## What you have to do
Please return every line in the entries below with the word "shortened" in it.

Data items
>>

PR #3161, opened 2024-03-15
llm,readline: use errors.Is instead of simple == check

bmizerany:
This fixes some brittle, simple equality checks to use errors.Is. Since go1.13, errors.Is is the idiomatic way to check for errors.

### DIFF
--- a/llm/gguf.go
+++ b/llm/gguf.go
@@ -3,6 +3,7 @@ package llm
 import (
 	"bytes"
 	"encoding/binary"
+	"errors"
 	"fmt"
 	"io"
 	"log/slog"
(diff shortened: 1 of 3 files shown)


jmorganca (approved):

llm/gguf.go
```diff
@@ -540,7 +541,7 @@ func (llm *GGUFModel) Encode(f *os.File) error {
 			b, err := io.ReadFull(dataFile, data)
 			remaining -= uint64(b)
 
-			if err == io.EOF || remaining <= 0 {
+			if errors.Is(io.EOF) || remaining <= 0 {
```
jmorganca, line 544:
```suggestion
			if errors.Is(err, io.EOF) || remaining <= 0 {
```

PR #3169, opened 2024-03-15
feat: timeout between token generation

BruceMacD:
- if 30 seconds pass since the last token generation abort the request
- stop the llama thread to flush any accumulated context

This is an attempt to mitigate server hangs as seen in #2805. It is not a complete solution since we still need to address the root cause of the hangs, but it will make them recoverable.

TODO:
- [ ] reproduce hang and validate this allows the server to recover

### DIFF
--- a/llm/dyn_ext_server.go
+++ b/llm/dyn_ext_server.go
@@ -35,7 +35,6 @@ import (
 
 	"github.com/jmorganca/ollama/api"
 	"github.com/jmorganca/ollama/gpu"
-	"golang.org/x/exp/slog"
 )
 
 type dynExtServer struct {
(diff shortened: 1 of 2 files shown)


llm/dyn_ext_server.go
```diff
@@ -237,56 +240,73 @@ func (llm *dynExtServer) Predict(ctx context.Context, predict PredictOpts, fn fu
...
-				C.dyn_llama_server_release_task_result(llm.s, &result)
-
-				var p prediction
-				if err := json.Unmarshal([]byte(json_resp), &p); err != nil {
-					C.dyn_llama_server_completion_cancel(llm.s, resp.id, &resp)
-					if resp.id < 0 {
-						return fmt.Errorf("error unmarshaling llm prediction response: %w and cancel %s", err, C.GoString(resp.msg))
-					} else {
-						return fmt.Errorf("error unmarshaling llm prediction response: %w", err)
+				// this channel is used to communicate the result of each call, while allowing for a timeout
```
BruceMacD, line 243: This is a bit hard to read, the difference now is that waiting for the next token happens in a go routine, so we can timeout if it does not return in 30 seconds

PR #3171, opened 2024-03-15
Add Radeon gfx940-942 GPU support

dhiltgen:
Looking at the Tensor files in ROCm v6, I noticed these newer gfx types were present, but we're not compiling them in.  (e.g. this would cover the new MI300X GPU)


jmorganca (approved):
LGTM once generate passes

Issue #2006, opened 2024-01-15
Rate limit download speed on pulling new models


donuts-are-good:
Is there interest in implementing a rate limiter in the `pull` command? I'm open to working on this, this is the syntax I have in mind for now:

`ollama pull modelname --someflagname 1024` <-- this would limit to 1024 kbps

I took a look at the code in server/download.go, and I think I can do this with the x/time/rate applied to the downloadChunk method of the blob downloader.

This feature, or something like this that accomplishes this would be quite useful for me. Ollama is able to saturate my network faster than bit torrent or anything else I've tried.

tkafka:
Yes, definitely! Same here - when I download models, everyone in the office gets a really slow internet.

How about `rate-limit`?

jukofyork:
Yeah, same here!

I'm finding `ollama pull` is *really* killing my connection and i have to limit myself to just using it at night now...

I assume it's using multiple threads to download multiple chunks at the same time or something, as it seems a lot more lag-inducing than either `wget` or `curl`?  If so, then it might be good to have control over these parameter(s) too.

donuts-are-good:
I'm still ready to implement. Holding for an OK from a maintainer before I create the PR.

escaroda:
I would do the same as `wget`:

> ‘--limit-rate=amount’
>
> Limit the download speed to amount bytes per second. Amount may be expressed in bytes, kilobytes with the ‘k’ suffix, or megabytes with the ‘m’ suffix. For example, ‘--limit-rate=20k’ will limit the retrieval rate to 20KB/s. This is useful when, for whatever reason, you don’t want Wget to consume the entire available bandwidth.
> 
> This option allows the use of decimal numbers, usually in conjunction with power suffixes; for example, ‘--limit-rate=2.5k’ is a legal value.
> 
> Note that Wget implements the limiting by sleeping the appropriate amount of time after a network read that took less time than specified by the rate. Eventually this strategy causes the TCP transfer to slow down to approximately the specified rate. However, it may take some time for this balance to be achieved, so don’t be surprised if limiting the rate doesn’t work well with very small files.

easp:
I think this is coming. I saw either a branch or a pull request to provide rate limiting by one of the maintainers.

akulbe:
[...]

PR #3183, opened 2024-03-16
feat: http client bandwidth limit for pulling and pushing

erenaslandev:
I don't want to use all the bandwidth of my internet for downloading models, I want to use it for other things in the background. I tried to add bandwidth limiting for this.

#2006 was already open, so I guess it solves that too.


erenaslandev:
At the moment, it is not possible to allocate the cap limit to others after one part is finished.

erenaslandev:
example usage
```sh
ollama pull dolphincoder:15b-starcoder2-q5_K_M --bandwidth "600 KB"
```
image

baptistejamin:
Very much needed! Thanks

jmorganca:
Hi @erenaslandev thanks for the PR! A few months ago Ollama lowered the number of connections opened when downloading and uploading models – issues around this should be fixed now. However let me know if you're still seeing bandwidth saturation issues and we can revisit.

erenaslandev:
this problem is not related to ollama, it was a feature that was useful when the user's bandwidth was low.

PR #3240, opened 2024-03-19
do not prompt to move the CLI on install flow if already installed

### LINKED ISSUE #283: Do not prompt to install CLI if already on `$PATH`

## Observed Behavior

## Expected Behavior

## Rationale

## Proposed Remediation

### LINKED ISSUE #3186: Support alternate symlink path for ARM Mac
### What are you trying to do?

If you install Ollama with a `brew install --cask ollama` on ARM, it creates a symlink at `/opt/homebrew/bin/ollama`, but the app still wants to run its install script to put a symlink in `/usr/local/bin/ollama` I think because of this line:

https://github.com/ollama/ollama/blob/main/macapp/src/install.ts#L9

Which causes it to pop up this window 

Screenshot 2024-03-16 at 12 52 24 PM

even though `ollama run` is working fine in the Terminal.

### How should we solve this?

some kind of plist that lets you specify the ollama symlink or even just hardcoding `/opt/homebrew/bin/ollama` as a possibility since that's the new default Homebrew path for ARM

### What is the impact of not solving this?

Closing the "Welcome to Ollama" window when it pops up

### Anything else?

_No response_

BruceMacD:
If Ollama is installed via brew or the user wishes to manage their path manually they will be prompted to install the CLI when opening the Ollama Mac app. This change attempts to check if Ollama is already set in the path, and if it is found the user is not prompted to link the executable to `/usr/local/bin/ollama`.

<<

## Exercise response
(diff shortened: 1 of 3 files shown)
(diff shortened: 1 of 2 files shown)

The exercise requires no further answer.